▸ **WORK REQUIRED**
Keep every line in which "that" occurs and drop the rest of the data.

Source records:
PR #180, opened 2026-06-21
Avoid UI stall during rapid game-text floods (e.g. ;go2)

jasonjaclyn2017:
> **Note from human:** I noticed some slowness that made it nearly unplayable, so Claude and I made some fixes.

## Problem

Running a Lich `;go2` flood (rapid room descriptions) on a **single** character froze the UI and then dumped the whole travel log at once, and typing a command could lag for seconds. The cost was per-line work in the stream buffer that scales with the scrollback size, so it showed up even with one window open.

▸ **REPLY TO THE EXERCISE**
> **Note from human:** I noticed some slowness that made it nearly unplayable, so Claude and I made some fixes.
Running a Lich `;go2` flood (rapid room descriptions) on a **single** character froze the UI and then dumped the whole travel log at once, and typing a command could lag for seconds. The cost was per-line work in the stream buffer that scales with the scrollback size, so it showed up even with one window open.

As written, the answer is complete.